Spring Budget 2024: Jeremy Hunt to cut national insurance rather than income tax as rate windfall fails to materialise

Jeremy Hunt will cut national insurance rather than income tax in next week’s Spring Budget, according to reports, but he will not have a huge amount of fiscal space to do so.

With the Conservatives trailing Labour by around 20 percentage points, Hunt is under a lot of pressure to announce crowd-pleasing tax cuts next week to revive his party’s electoral prospects.

The Chancellor has repeatedly stressed his determination to bring down the tax burden, which is on course to rise to record levels no matter what Hunt announces in the Budget.

The Times reported that the two main tax cuts being weighed up are a one percentage-point reduction in national insurance, costing about £4.5bn a year, and an extension of the fuel duty freeze, costing £1bn a year.

Although Hunt had been weighing up a 2p cut to income tax, which would cost over £13bn, this now looks too expensive given changing market expectations on interest rates.

Research from Dutch bank ING suggests that Hunt will have about £18bn in headroom to meet his key fiscal target of having debt falling in five years time. While this is up slightly from £13bn in November, it is significantly below estimates from just a few weeks ago due to changing interest rate expectations.
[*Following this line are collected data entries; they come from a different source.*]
PR #2456, opened 2021-07-01
Update react peer dependency to be 16.8.0 so hooks can be used in this repo.

ssbyoung:
### Reasons for making this change

I am planning on making a change to fix #2449. Want to be able to use hooks in the feature I'm writing.

### Checklist

* [X] **I'm adding or updating code**
  - [ ] I've added and/or updated tests
  - [X] I've updated [docs](https://react-jsonschema-form.readthedocs.io/) if needed

PR #2457, opened 2021-07-01
fix: ui:emptyValue behavior

### LINKED ISSUE #2449: ui:emptyValue does not work when initial data has an empty string
### Prerequisites

- [X] I have read the [documentation](https://react-jsonschema-form.readthedocs.io/);

### Description

The method of providing a default value, putting a `ui:emptyValue` in the uiSchema does not fill out a default value.

SSCCE 
[rjsf-empty-value-issue.zip](https://github.com/rjsf-team/react-jsonschema-form/files/6735809/rjsf-empty-value-issue.zip)

empty value does not work

### Steps to Reproduce

1. Use ui:emptyValue

#### Expected behavior

The form should have the value of ui:emptyValue if the property is falsey.

#### Actual behavior

Form is still empty

### Version

3.0.0

ssbyoung:
**Please note that this PR relies on https://github.com/rjsf-team/react-jsonschema-form/pull/2456 being merged and released**

Fixes #2449

By default, if a form has a field with an empty string and `ui:emptyValue` is filled out, the empty value will not appear until the user interacts with the form. I believe that this is incorrect. This change makes it so that `ui:emptyValue` will be populated on the first form render.

I also refactored everywhere this logic lived to use a hook inside of @rjsf/core. Because it is a hook it requires the user to be on at least react 16.8.0, hence the need for https://github.com/rjsf-team/react-jsonschema-form/pull/2456 . I also updated all the peer dependencies to 3.0.0. If PR #2456 goes through as a major version. All of these files will need to be updated.

### Important Changes

* `ui:emptyValue` will be populated for empty form fields
* If `ui:emptyValue` is not populated AND the user enters the empty string `onChange` will be called with the empty string instead of undefined.

### Checklist


packages/core/index.d.ts
```diff
@@ -286,6 +288,22 @@ declare module '@rjsf/core' {
 
     export module utils {
 
+        type UseEmptyValueOnChangeProps = {
```
ssbyoung, line 291: I'm definitely not super strong at typescript. If someone has a suggestion how to clean this up, it would be much appreciated.

packages/core/package.json
```diff
@@ -14,7 +14,7 @@
     "precommit": "lint-staged",
     "publish-to-npm": "npm run build && npm publish",
     "start": "concurrently \"npm:build:* -- --watch\"",
-    "tdd": "cross-env NODE_ENV=test mocha --require @babel/register --watch --require ./test/setup-jsdom.js test/**/*_test.js",
+    "tdd": "cross-env BABEL_ENV=test NODE_ENV=test mocha --require @babel/register --watch --require ./test/setup-jsdom.js test/**/*_test.js",
```
ssbyoung, line 17: This command does not work without the `BABEL_ENV` being set.

packages/core/test/StringField_test.js
```diff
@@ -208,6 +208,21 @@ describe("StringField", () => {
       });
     });
 
+    it("should render ui:EmptyValue when formData is emptyString and ui:EmptyValue is defined", () => {
```
ssbyoung, line 211: This is the most important test in this PR. The `act(() => {})` gives the chance for the hook to run.

packages/core/test/StringField_test.js
```diff
@@ -221,7 +236,7 @@ describe("StringField", () => {
       });
 
       sinon.assert.calledWithMatch(onChange.lastCall, {
-        formData: undefined,
+        formData: "",
```
ssbyoung, line 239: These were previously undefined because `options.emptyValue` was undefined. If the user enters the empty string, I believe we should call `onChange` with the empty string.

packages/core/src/utils.js
```diff
@@ -7,6 +7,11 @@ import jsonpointer from "jsonpointer";
 import fields from "./components/fields";
 import widgets from "./components/widgets";
 import validateFormData, { isValid } from "./validate";
+import useEmptyValueOnChange from './hooks/useEmptyValueOnChange';
+
+export const hooks = {
```
ssbyoung, line 12: I just tacked the hooks onto the utils. If there is a better place, let me know.

packages/core/src/hooks/useEmptyValueOnChange.js
```diff
@@ -0,0 +1,30 @@
...
+  const rawOnChange = useCallback((newValue) => {
+    return onChange(mergeValues(newValue));
+  }, [onChange, mergeValues]);
+
+  const eventOnChange = useCallback((event) => {
+    const newValue = event?.target?.value;
+    return rawOnChange(newValue);
+  }, [rawOnChange]);
+
+  useEffect(() => {
```
ssbyoung, line 17: This useEffect takes care of the inital render state.

packages/core/src/hooks/useEmptyValueOnChange.js
```diff
@@ -0,0 +1,30 @@
...
+    if (value === mergeValues(value)){
+      return;
```
ssbyoung, line 19: Added in this guard clause because I was seeing tests fail for `onChange` getting called multiple times if the value wasn't empty.

epicfaace:
> By default, if a form has a field with an empty string and `ui:emptyValue` is filled out, the empty value will not appear until the user interacts with the form. I believe that this is incorrect. This change makes it so that `ui:emptyValue` will be populated on the first form render.

Trying to understand why we need to change this though -- isn't populating data on the first form render what `default` in the schema is for? Why couldn't someone just set something equal to `ui:emptyValue` and `default` if they want this behavior?

I think that when `ui:emptyValue` was originally added to this library, the intention was for it to only override the default behavior of setting a field to `undefined` after the user interacts with the form -- "When a text input is empty, the field in form data is set to undefined" (see https://github.com/rjsf-team/react-jsonschema-form/blob/3ec17f1c0ff40401b7a99c5e9891ac2834a1e73f/docs/usage/validation.md#the-case-of-empty-strings).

Markets now think that the Bank of England will cut interest rates more slowly than was thought at the beginning of the year, which will keep the cost of government borrowing high.

“The reappraisal of Bank of England rate cuts in financial markets means the money available for giveaways has dwindled over the past few weeks,” analysts at ING wrote.

The analysts said that investors are “keeping an eye on UK fiscal risk”. Although the situation today looks “very different” to the Truss mini-budget in Autumn 2022, “fresh tax cuts could still apply some upward pressure on yields”.

In a report released today the IFS warned said that if the Conservatives wanted to cut taxes, then they should provide more detail on how government spending would change after the election.

A number of economists have argued that Hunt’s post-election spending plans are unrealistic, as it will impose significant real terms spending cuts on already struggling government departments.

“Until the government is willing to provide more detail on its spending plans in a Spending Review, it should refrain from providing detail on tax cuts,” Martin Mikloš, a Research Economist at IFS and an author of the report, said.